Take a big memory usage and less rate of CPUs in humann3

Hello everyone,

I run Humann3 found the ‘Running metaphlan …’ step takes a very long time.

The command I used is:
humann --input-format fastq --input XXX --output XXX
I noticed the default setting for ‘–memory-use’ is minimum, but it still take a very big memory.

I check the system monitor, it showed Process bowtie2-align-l take 18GB memory, and humann only take 2GB, and bowtie2-build-s takes 2GB, diamond takes 18GB. Also, only 5~6 CPUs (less than 20%).

My computer was Ubuntu 22.04.3 LTS, have 32GiB memory and 24 CPUs.
I successfully run only one sample .But I cannot run ‘–threads’ option for multiple samples, because it will crushed during the bowtie2-align-l step. As I run --threads 2, the process was been killed : (

I have around 300 shotgun sequencing samples and plan to run then in parallel, any ideas about reduce the memory use for bowtie2-align-l step? I hope to use -threads option to run many samples together.

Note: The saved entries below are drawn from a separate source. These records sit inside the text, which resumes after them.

PR #2308, opened 2016-10-10
Don't set the update_url by default.

achew22:
Setting the update_url by default can lead to accidentally updating to
the version you host on github. Setting this to a safe default of "" and
leaving a comment explaining why.

### DIFF
--- a/Cakefile
+++ b/Cakefile
@@ -86,7 +86,11 @@ task "package-custom-crx", "build .crx file", ->
   # ugly hack to modify our manifest file on-the-fly
   origManifestText = fs.readFileSync "manifest.json"
   manifest = JSON.parse origManifestText
-  manifest.update_url = "http://philc.github.com/vimium/updates.xml"
+  # Update manifest fields that you would like to override here.  If
+  # distributing your CRX outside the Chrome webstore in a fork, please follow
+  # the instructions available at
+  # https://developer.chrome.com/extensions/autoupdate.
+  # manifest.update_url = "http://philc.github.com/vimium/updates.xml"
   fs.writeFileSync "manifest.json", JSON.stringify manifest
 
   pem = process.env.VIMIUM_CRX_PEM ? "vimium.pem"


achew22:
@philc Do you have any thoughts on this change?

acornejo:
+1 to get this one in.

smblott-github:
But if you're maintaining a fork, then surely you just change the update URL to whatever you want.  That's the nature of forks.

achew22:
That's totally true, but it if this is merged it is one less place that you need to remember. I'm doing this because the security auditing team asked me to remove it and I would like to keep the code as in sync as possible to ease contributing back.

smblott-github:
It's fairly safe to change `manifest.json` and `Cakefile` in your fork, they don't change all that often.  Perhaps you could:

1. Remove the update URL in your fork.  That will almost never conflict with upstream changes.
2. Add a script to your fork which fails if the update URL is defined in `manifest.json`.  That will never conflict with upstream changes.
3. Add your script to the `Cakefile` build process; if the script fails, then the build fails.  That will almost never conflict with upstream changes.

We can't just remove the update URL here.  We need it.  If we removed it from `manifest.json`, then we'd just have to add it somewhere else (perhaps in a `sed` script), and your problem would still remain.

achew22:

The input size of each rawdata is around 20GB, is that the reason?

humann v3.8

MetaPhlAn version 4.0.6 (1 Mar 2023)

bowtie version:
/usr/bin/bowtie-align-s version 1.3.1
Built on Debian-reproducible
Tue, 14 Sep 2021 07:01:35 +0200
Compiler: gcc version 11.2.0
Options: -O3 -Wl,–hash-style=both -DPOPCNT_CAPABILITY -Wdate-time -D_FORTIFY_SOURCE=2 -g -O2 -ffile-prefix-map=.=. -flto=auto -ffat-lto-objects -fstack-protector-strong -Wformat -Werror=format-security -g -O2 -ffile-prefix-map=.=. -flto=auto -ffat-lto-objects -fstack-protector-strong -Wformat -Werror=format-security -std=c++03 -Wl,-Bsymbolic-functions -flto=auto -Wl,-z,relro -Wl,-z,now
Sizeof {int, long, long long, void*, size_t, off_t}: {4, 8, 8, 8, 8, 8}

diamond version 2.1.8

Thanks for your suggestion in advance.

Chris M

Usually the alignment during MetaPhlAn is not a rate-limiting step. Note that the very first time you run MetaPhlAn is has to index the marker database, which is slow. I recommend doing that in the context of a single test run before scaling up to many samples so that you know that step is good to go.

Thanks for the explanation @franzosa ,

I noticed running MetaPhlAn in humann3 is not so time consuming (perhaps take 2 hours to get the ‘bugs_list.tsv’ file).
But ‘Running diamond…’ step seems required a big memory (16GiB RAM) and long time (will take 16 hours based on the UniRef90 database).

In case the size of my input sample is quite big (~20GB) and I want to use the ‘–threads’ option to run in parallel. The only solution is to upgrade my computer’s performance, such as get more RAM? Maybe there is no way to reduce the requirement for the RAM in diamond.

Thank you for the suggestion.


Sorry for the delayed reply here. There ARE options to tune memory use in DIAMOND (-b and -c if memory serves). You can tune these and pass them to HUMAnN via the --diamond-options flag. I don’t have much experience with them as we’ve usually relied on the default values.